PR #1763, opened 2023-08-16
Fix issue with "Text(5/2)" in French locale

LucGenetier:
Only occurs on Windows 10


MikeStall (approved):

LucGenetier:
✅ No public API change.

MikeStall (approved):

PR #1772, opened 2023-08-17
Remove enhanced delegation external feature

jelopezf:
Enhanced delegation has been out and enabled by default for a long time now. Considering it's enabled in around 87% of Power Apps and there is confidence in the feature, we're getting rid of it as a setting and just making it the default behavior.


LucGenetier:
✅ No public API change.

VamsiModem (approved):

ian-legler (approved):
:shipit:

LucGenetier:
✅ No public API change.

PR #1778, opened 2023-08-21
Sort suggestion correctly

jas-valgotar:


LucGenetier:
✅ No public API change.

jas-valgotar:
The sorting is eventually done on UFB's Monaco editor and will need to be taken care of there. Hence closing this PR.

PR #1781, opened 2023-08-22
Do not suggest deferred types in Collect(| Intellisense

jas-valgotar:
-While Suggesting Collect(| do not suggest deferred type, since we only want to suggest Table Types and even though Deferred Type is coercable to Table Types, it has no real meaning in this case.
-This also helps with not suggesting row scope symbols since they are also deferred types.


LucGenetier:
✅ No public API change.

MikeStall (approved):

PR #1786, opened 2023-08-24
Add Contextual Suggestion for Binary Op

jas-valgotar:
-Adds contextual suggestions for Binary Op node.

# REQUIREMENT:
Your task is to restate every record exactly.

# SOLVED PROBLEM:
PR #1763, opened 2023-08-16
Fix issue with "Text(5/2)" in French locale

LucGenetier:
Only occurs on Windows 10


MikeStall (approved):

LucGenetier:
✅ No public API change.

MikeStall (approved):

PR #1772, opened 2023-08-17
Remove enhanced delegation external feature

jelopezf:
Enhanced delegation has been out and enabled by default for a long time now. Considering it's enabled in around 87% of Power Apps and there is confidence in the feature, we're getting rid of it as a setting and just making it the default behavior.


LucGenetier:
✅ No public API change.

VamsiModem (approved):

ian-legler (approved):
:shipit:

LucGenetier:
✅ No public API change.

PR #1778, opened 2023-08-21
Sort suggestion correctly

jas-valgotar:


LucGenetier:
✅ No public API change.

jas-valgotar:
The sorting is eventually done on UFB's Monaco editor and will need to be taken care of there. Hence closing this PR.

PR #1781, opened 2023-08-22
Do not suggest deferred types in Collect(| Intellisense

jas-valgotar:
-While Suggesting Collect(| do not suggest deferred type, since we only want to suggest Table Types and even though Deferred Type is coercable to Table Types, it has no real meaning in this case.
-This also helps with not suggesting row scope symbols since they are also deferred types.


LucGenetier:
✅ No public API change.

MikeStall (approved):

PR #1786, opened 2023-08-24
Add Contextual Suggestion for Binary Op

jas-valgotar:
-Adds contextual suggestions for Binary Op node.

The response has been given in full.